Tabib J further clarified that the implied undertaking rule binds third parties, such as experts, consultants and service providers:
[40] Discovery information is primarily disclosed to and controlled by the parties and
their solicitors. Pursuant to the implied undertaking, they have no right to disclose that
information to anyone, including third party experts, consultants or service providers,
unless it is necessary for the conduct of the litigation. In that role, these third parties act as
agents or sub-contractors for the parties. It would be unthinkable that these agents would
not be bound by the same obligation as their principals. To entertain the contrary would
be to accept that the important protection intended to be afforded by the implied
undertaking could be defeated and rendered nugatory simply by allowing a party to act
through an agent.
She further held that the law is clear that:
[49] A person who is aware of the application of the implied undertaking rule or of any
order issued by this Court, whether or not they have given an express undertaking to
attorn to the Court’s jurisdiction, is under a duty to this Court not to interfere with justice
by acting in such a way as to breach the intent and purpose of the rule or order
She acknowledged that it may be difficult to enforce the implied undertaking rule on persons outside the Court’s jurisdiction, but she noted that that difficulty stems from the fact that it may be difficult to enforce a contempt judgment in a foreign jurisdiction. But that difficulty is not addressed by granting a formal protective order, which is also ultimately enforceable through contempt [50]. She suggested that consequently “a party may be more likely to obtain effective relief against breach of protective measures by asking the foreign court to recognize and enforce the underlying obligation” [50].
She also held that “the case law has clearly recognized that the implied undertaking does not prevent use of information that was obtained from other [non-confidential] sources [59].
She did leave open the question of whether protective orders should be issued in proceedings other than actions, in which the implied undertaking rule might not be applicable [58].

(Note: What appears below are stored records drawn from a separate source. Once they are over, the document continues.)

PR #198, opened 2021-04-14
bump jinja (and others) to fix Jinja vuln

bengerman13:

- This bumps Jinja to fix a vuln. We're not actually using jinja, so the vuln isn't applicable to us, but dependabot was bugging me about it

pip-tools changed its formatting, too, which makes it look like everything got bumped, but most deps didn't change.

## Security considerations

Fixes a theoretical vuln, but doesn't actually apply to us


ccostino (approved):
Thanks, @bengerman13!

PR #215, opened 2021-07-23
clean up new_certificate when retrieval fails due to validation errors

bengerman13:

- clean up new_certificate when retrieval fails due to validation errors. When a validation fails, we need a new order and new challenges in order to retry. Because of this, we need to delete the service_instance.new_certificate record, so we don't try to reuse it

## Security considerations

None

### DIFF
--- a/broker/tasks/letsencrypt.py
+++ b/broker/tasks/letsencrypt.py
@@ -238,7 +238,14 @@ def answer_challenges(operation_id: int, **kwargs):
         )
         challenge_response = challenge_body.response(wrapped_account_key)
         # Let the CA server know that we are ready for the challenge.
-        client_acme.answer_challenge(challenge_body, challenge_response)
+        response = client_acme.answer_challenge(challenge_body, challenge_response)
+        print(response)
+        if response.body.error is not None:
+            # log the error for now. We haven't reproduced this locally, so we can't act on it yet
+            # but it would be interesting in the real world
+            logger.error(
+                f"challenge for instance {service_instance.id} errored. Error: {response.body.error}"
+            )
         challenge.answered = True
         db.session.add(challenge)
         db.session.commit()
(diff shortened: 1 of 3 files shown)


broker/tasks/letsencrypt.py
```diff
@@ -329,11 +336,18 @@ def cert_from_fullchain(fullchain_pem: str) -> str:
...
-                f"failed to retrieve certificate for {service_instance.domain_names} with errors {e.failed_authzrs}"
-            )
-            raise e
-
+        logger.error(
+            f"failed to retrieve certificate for {service_instance.domain_names} with errors {e.failed_authzrs}"
+        )
+        # if we fail validation, nuke the cert record and its challenges.
+        # this way, when we retry from the beginning, we won't try to reuse them
+        # the bad new is that we'll still retry this task a bunch of times before the pipeline fails
```
ccostino, line 344: The cert will still fail in future retries after eliminating the remnants from the failed attempt at renewing?  Do we just have to let it run its course, or is there something else that can be done?

ccostino (commented):
Thanks, @bengerman13!  One quick question from me.

onelittlebecca (approved):
dang dude! well done!

broker/tasks/letsencrypt.py
bengerman13: right - when it fails once, we nuke all this stuff, then on all the other retries it will continue failing (but differently - probably running into `Nonetype doesn't have attribute ...` ). We have a fixed limit on retries, so eventually we'll fail the whole pipeline. On a provision or update operation, this will cause the broker & CAPI to see this as a failure (which would've happened anyway).
Renewals are where this really matters. By cleaning these resources up, the next time cron triggers a new renewal pipeline for this instance, it'll get a fresh start. This means (unlike the existing case) if the error is intermittent (e.g. dns error, race condition, etc), we have hope of renewing the next time around.

ccostino: Thank you for explaining!

PR #231, opened 2022-01-15
ignore duplicate domains in special environments

bengerman13:

- ignore duplicate domains in special environments

## Security considerations

None


ccostino (approved):
Thanks, @bengerman13!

In concluding, Tabib J suggested that some misconceptions about the nature of the implied undertaking rule may stem from the “climate of uncertainty” as to the nature of the rule up to the 1990s, before clarifying jurisprudence had developed, and as a result of familiarity with US practice. Tabib J emphasized the distinction from US practice, “where the concept of the implied undertaking does not exist and where, as a result, protective orders are routinely issued” [67]. She emphasized the need for lawyers dealing with clients who are familiar with US practice to educate those clients “of the existence of the implied undertaking rule, of the restrictions on the use of this information and of the penalties they may face if the restrictions are breached, even in the absence of a formal order or agreement” [69].